ACTIVITY = Every line below that holds the string "NewMemDB" should be copied out.

════

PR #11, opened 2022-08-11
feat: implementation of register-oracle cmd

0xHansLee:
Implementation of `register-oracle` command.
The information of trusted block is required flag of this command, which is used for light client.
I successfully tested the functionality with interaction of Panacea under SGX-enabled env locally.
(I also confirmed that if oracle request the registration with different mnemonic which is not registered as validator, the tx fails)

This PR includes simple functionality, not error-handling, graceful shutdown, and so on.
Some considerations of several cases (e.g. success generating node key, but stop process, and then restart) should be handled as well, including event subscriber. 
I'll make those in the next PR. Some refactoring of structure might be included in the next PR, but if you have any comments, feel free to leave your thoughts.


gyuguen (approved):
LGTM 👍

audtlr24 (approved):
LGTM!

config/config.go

════

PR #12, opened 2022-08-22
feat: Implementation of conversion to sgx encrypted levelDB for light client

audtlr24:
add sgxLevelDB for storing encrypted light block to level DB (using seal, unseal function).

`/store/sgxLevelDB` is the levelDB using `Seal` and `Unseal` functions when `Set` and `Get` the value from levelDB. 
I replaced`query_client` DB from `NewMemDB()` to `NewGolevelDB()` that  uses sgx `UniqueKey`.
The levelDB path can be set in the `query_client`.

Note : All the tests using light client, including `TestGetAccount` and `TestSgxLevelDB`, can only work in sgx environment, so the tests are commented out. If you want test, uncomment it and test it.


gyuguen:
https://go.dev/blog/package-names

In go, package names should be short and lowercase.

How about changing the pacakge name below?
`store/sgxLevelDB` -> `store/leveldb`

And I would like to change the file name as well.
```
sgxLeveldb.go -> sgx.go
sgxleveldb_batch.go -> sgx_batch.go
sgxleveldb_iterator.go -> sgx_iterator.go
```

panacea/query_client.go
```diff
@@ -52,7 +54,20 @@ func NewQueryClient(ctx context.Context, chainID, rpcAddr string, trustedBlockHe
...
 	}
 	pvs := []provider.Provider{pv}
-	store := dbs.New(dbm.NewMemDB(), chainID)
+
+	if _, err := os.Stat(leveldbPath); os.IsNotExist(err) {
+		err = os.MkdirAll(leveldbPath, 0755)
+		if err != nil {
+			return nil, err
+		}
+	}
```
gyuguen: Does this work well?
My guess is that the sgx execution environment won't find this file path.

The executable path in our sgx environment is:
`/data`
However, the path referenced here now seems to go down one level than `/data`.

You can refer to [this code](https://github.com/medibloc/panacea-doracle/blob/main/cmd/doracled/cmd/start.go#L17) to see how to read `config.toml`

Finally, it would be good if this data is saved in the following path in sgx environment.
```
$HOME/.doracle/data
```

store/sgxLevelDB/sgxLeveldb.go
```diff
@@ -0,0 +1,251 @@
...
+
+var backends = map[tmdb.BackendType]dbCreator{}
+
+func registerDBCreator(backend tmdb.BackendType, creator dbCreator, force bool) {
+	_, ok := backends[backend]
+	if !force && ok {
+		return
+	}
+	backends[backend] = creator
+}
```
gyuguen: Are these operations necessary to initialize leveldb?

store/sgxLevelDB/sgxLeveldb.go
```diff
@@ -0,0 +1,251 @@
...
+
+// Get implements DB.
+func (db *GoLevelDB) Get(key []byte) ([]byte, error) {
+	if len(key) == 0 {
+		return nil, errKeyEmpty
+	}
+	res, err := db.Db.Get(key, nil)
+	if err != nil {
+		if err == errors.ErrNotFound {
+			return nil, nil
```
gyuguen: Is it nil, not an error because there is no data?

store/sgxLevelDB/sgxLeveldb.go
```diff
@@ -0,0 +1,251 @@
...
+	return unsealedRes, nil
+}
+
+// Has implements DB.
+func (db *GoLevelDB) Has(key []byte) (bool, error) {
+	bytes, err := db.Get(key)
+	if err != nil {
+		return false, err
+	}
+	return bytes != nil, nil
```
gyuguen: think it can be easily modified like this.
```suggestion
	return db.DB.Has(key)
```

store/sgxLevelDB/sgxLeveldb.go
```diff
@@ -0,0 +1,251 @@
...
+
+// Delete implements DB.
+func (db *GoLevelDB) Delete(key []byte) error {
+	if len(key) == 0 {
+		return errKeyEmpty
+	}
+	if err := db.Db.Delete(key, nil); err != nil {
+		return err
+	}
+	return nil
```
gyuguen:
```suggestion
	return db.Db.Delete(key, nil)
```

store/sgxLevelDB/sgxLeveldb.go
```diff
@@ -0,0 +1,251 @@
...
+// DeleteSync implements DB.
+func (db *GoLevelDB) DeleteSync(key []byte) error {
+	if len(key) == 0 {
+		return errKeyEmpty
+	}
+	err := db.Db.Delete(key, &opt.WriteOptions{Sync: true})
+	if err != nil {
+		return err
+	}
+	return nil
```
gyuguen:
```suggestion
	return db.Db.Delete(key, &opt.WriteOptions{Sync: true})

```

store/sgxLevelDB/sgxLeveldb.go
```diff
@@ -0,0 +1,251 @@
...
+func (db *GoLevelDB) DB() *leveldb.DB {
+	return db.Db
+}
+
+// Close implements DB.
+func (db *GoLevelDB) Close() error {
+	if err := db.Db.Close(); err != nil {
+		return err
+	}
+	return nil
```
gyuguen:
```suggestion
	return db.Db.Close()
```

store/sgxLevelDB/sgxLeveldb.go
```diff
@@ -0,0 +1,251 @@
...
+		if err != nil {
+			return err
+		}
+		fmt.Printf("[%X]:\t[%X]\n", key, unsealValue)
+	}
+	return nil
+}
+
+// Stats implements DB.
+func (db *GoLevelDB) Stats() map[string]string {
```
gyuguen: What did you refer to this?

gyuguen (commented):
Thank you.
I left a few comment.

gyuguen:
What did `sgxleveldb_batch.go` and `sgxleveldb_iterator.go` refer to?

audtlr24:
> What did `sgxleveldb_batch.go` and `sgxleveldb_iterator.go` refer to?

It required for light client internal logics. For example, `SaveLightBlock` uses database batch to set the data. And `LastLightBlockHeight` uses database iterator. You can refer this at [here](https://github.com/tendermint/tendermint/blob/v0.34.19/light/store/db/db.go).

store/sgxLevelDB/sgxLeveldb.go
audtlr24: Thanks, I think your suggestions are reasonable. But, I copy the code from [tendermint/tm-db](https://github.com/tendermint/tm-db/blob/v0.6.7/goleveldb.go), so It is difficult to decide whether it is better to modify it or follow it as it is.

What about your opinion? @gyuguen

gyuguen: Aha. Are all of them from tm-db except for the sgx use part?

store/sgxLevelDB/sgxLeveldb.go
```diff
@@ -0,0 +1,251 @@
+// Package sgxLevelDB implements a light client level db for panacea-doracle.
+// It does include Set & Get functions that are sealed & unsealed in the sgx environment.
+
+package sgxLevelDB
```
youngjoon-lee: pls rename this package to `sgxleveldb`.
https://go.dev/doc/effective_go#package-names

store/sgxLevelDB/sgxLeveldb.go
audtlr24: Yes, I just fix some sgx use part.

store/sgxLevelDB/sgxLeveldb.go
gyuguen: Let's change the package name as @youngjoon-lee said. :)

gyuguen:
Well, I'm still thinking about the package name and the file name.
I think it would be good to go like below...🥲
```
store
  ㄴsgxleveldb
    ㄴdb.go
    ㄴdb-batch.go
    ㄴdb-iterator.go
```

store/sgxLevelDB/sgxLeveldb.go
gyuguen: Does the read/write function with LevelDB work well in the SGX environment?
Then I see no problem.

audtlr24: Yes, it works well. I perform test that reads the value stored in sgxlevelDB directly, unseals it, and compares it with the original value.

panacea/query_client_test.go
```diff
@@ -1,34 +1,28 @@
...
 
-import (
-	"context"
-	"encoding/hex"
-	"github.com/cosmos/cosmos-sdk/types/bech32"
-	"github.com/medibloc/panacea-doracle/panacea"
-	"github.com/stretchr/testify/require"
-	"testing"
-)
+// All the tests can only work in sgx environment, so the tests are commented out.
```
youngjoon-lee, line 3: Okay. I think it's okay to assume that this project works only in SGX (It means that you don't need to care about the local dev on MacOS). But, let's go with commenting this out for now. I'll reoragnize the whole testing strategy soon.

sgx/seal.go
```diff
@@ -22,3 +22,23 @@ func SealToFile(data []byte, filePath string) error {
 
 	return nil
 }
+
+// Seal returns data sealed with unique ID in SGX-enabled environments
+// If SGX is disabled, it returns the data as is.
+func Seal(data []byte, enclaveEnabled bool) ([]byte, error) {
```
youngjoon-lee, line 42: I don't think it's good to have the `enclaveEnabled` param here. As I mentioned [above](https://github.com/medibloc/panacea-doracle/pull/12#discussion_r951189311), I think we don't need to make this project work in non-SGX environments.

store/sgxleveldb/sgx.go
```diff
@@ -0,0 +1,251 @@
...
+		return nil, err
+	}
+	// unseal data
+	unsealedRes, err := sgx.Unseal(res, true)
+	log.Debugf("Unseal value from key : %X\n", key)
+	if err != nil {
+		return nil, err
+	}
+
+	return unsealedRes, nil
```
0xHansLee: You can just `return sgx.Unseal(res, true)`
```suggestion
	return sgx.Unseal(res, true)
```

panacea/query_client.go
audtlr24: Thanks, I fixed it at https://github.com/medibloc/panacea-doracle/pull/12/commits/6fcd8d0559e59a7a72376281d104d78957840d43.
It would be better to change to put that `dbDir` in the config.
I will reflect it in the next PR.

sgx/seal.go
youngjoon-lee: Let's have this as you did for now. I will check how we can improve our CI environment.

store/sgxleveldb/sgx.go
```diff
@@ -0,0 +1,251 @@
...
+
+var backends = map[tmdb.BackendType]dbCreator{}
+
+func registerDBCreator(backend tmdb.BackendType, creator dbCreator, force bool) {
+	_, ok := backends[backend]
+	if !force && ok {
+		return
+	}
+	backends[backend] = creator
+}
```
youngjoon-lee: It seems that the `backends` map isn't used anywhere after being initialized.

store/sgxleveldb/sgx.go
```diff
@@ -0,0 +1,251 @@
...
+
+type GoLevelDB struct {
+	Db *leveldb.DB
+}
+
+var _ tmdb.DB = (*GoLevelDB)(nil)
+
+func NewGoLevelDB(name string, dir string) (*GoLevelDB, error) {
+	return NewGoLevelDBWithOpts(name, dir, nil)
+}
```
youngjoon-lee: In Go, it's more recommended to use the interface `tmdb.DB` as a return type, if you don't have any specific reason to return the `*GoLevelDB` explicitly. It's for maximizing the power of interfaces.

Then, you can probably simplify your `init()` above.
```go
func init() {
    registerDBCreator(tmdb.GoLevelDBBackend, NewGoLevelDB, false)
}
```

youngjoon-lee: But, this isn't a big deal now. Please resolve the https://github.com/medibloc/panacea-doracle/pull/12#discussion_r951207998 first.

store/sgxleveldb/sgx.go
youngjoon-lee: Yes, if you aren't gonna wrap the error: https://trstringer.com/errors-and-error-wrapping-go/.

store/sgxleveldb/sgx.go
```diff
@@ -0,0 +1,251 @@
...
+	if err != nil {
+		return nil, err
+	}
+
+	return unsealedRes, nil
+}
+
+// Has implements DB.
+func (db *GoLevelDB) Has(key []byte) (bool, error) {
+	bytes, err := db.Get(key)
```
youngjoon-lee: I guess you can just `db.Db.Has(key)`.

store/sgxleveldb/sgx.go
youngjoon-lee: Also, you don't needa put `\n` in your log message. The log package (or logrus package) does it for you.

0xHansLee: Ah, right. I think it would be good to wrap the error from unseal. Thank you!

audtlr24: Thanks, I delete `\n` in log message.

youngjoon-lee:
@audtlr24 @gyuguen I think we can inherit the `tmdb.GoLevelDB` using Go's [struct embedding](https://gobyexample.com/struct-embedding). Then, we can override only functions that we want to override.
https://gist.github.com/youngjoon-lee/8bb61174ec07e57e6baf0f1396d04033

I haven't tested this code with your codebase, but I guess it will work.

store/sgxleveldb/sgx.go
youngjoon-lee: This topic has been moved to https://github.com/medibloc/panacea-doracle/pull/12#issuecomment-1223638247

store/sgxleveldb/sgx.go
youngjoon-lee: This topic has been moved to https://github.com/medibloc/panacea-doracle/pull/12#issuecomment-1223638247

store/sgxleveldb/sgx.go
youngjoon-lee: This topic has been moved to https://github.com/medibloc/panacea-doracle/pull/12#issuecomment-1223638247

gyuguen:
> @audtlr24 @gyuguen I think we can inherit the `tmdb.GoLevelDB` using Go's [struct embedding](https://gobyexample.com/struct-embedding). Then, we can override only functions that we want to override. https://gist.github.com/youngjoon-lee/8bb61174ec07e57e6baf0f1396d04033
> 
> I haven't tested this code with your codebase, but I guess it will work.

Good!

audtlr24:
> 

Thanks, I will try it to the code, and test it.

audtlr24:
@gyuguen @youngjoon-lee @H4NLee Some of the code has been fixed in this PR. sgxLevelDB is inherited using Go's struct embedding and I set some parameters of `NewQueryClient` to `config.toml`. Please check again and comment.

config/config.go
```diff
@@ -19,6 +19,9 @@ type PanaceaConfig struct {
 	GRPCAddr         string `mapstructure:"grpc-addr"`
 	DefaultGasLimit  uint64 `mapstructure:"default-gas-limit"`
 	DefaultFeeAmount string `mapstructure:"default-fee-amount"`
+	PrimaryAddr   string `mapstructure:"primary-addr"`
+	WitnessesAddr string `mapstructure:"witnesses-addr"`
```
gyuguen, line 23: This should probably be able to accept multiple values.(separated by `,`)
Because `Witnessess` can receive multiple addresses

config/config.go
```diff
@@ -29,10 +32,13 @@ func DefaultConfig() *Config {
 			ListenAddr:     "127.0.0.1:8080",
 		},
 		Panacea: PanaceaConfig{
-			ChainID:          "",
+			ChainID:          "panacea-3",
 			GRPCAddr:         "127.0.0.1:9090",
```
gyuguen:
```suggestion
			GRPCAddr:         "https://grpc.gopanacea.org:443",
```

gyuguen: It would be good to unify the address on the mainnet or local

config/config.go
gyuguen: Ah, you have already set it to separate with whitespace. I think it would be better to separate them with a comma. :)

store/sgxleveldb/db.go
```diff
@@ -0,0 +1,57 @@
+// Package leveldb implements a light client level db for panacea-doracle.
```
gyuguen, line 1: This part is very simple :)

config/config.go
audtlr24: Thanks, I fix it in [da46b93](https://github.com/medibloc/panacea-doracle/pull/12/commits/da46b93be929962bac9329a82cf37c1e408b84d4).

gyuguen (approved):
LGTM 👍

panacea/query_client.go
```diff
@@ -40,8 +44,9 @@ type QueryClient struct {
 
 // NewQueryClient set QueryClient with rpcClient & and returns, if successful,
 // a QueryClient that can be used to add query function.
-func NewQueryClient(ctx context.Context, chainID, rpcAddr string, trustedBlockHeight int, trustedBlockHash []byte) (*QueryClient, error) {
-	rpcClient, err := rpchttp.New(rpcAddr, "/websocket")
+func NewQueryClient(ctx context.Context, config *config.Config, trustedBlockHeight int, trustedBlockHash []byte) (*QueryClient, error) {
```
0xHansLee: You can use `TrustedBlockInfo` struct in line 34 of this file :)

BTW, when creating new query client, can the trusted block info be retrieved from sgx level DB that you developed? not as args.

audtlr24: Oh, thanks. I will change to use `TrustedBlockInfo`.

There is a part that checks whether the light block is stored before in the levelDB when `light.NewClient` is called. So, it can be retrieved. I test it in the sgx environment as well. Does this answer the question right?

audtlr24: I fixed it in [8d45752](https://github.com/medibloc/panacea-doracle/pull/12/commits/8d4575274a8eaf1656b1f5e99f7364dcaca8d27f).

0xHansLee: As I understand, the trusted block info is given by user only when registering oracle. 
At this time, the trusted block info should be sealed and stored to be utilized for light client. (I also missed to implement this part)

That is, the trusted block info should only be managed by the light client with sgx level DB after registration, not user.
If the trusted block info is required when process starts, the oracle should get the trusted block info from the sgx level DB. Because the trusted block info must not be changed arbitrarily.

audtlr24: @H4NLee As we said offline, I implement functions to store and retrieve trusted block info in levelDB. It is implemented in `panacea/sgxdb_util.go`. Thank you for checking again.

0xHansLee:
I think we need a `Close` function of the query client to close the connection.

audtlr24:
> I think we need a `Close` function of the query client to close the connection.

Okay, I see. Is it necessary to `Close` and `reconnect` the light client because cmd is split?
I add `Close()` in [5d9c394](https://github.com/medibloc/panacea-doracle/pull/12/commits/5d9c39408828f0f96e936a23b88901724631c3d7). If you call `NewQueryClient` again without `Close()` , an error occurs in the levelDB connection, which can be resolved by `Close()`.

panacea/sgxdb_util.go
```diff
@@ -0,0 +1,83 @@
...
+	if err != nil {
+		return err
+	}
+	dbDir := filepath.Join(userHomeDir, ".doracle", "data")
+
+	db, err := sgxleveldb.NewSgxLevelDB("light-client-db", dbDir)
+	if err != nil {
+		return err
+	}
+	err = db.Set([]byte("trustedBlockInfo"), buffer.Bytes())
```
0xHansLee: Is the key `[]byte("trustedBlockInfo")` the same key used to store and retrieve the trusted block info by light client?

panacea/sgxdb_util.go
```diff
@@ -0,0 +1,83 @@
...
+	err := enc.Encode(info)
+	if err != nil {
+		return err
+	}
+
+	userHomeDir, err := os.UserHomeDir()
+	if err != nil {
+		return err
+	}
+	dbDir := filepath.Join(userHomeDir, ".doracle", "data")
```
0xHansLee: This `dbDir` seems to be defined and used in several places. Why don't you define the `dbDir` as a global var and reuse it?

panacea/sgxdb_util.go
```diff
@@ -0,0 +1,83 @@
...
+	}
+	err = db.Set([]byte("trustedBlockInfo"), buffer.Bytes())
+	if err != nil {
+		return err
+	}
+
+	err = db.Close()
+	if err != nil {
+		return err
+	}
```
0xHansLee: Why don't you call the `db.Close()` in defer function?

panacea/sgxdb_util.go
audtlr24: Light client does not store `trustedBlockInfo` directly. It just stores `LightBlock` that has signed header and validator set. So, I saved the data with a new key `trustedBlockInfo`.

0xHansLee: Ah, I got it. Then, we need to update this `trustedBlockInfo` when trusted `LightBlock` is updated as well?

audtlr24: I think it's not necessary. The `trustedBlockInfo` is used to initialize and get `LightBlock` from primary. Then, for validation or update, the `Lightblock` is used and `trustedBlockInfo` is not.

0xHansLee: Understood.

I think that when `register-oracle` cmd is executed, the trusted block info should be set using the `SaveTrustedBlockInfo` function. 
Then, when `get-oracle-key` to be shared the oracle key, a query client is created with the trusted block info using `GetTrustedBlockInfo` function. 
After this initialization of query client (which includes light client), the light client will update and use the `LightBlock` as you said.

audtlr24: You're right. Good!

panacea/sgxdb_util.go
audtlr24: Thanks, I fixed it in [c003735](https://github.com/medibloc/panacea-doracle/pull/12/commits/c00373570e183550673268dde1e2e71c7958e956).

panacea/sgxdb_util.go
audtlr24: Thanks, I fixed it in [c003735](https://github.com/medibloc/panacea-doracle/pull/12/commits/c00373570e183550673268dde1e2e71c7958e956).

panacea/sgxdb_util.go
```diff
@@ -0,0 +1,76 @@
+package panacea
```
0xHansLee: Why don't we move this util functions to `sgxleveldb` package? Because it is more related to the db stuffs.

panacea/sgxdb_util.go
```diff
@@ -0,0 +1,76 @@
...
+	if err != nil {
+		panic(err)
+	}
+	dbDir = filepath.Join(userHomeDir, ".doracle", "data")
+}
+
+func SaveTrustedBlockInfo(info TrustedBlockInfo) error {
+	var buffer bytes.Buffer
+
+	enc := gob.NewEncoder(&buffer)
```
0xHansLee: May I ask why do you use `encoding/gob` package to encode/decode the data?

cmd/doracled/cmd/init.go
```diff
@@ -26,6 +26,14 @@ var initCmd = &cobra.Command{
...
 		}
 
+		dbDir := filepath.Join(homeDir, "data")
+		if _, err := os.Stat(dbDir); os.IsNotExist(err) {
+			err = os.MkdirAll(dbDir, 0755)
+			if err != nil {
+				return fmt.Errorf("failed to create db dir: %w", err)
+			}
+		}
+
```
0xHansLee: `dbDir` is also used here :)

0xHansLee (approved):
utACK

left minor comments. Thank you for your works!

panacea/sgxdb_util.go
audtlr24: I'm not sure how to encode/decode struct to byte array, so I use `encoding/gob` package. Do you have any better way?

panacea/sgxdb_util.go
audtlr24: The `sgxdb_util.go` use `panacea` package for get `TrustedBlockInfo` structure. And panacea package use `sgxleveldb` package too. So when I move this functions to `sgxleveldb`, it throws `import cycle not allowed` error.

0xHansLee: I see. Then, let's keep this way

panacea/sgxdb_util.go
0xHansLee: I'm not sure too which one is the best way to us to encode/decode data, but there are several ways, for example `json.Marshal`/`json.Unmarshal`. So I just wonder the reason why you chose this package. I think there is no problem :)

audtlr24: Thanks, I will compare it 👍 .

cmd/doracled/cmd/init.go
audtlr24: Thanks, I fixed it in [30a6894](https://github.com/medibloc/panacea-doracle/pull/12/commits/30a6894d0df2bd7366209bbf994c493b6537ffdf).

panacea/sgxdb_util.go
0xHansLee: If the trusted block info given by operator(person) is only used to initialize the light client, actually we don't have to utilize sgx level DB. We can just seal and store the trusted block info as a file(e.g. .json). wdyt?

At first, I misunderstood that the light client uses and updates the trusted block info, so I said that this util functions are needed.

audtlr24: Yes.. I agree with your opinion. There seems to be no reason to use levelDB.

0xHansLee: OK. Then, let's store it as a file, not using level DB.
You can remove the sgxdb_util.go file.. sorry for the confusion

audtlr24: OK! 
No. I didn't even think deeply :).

════

FINAL ANSWER =
I replaced`query_client` DB from `NewMemDB()` to `NewGolevelDB()` that  uses sgx `UniqueKey`.
-	store := dbs.New(dbm.NewMemDB(), chainID)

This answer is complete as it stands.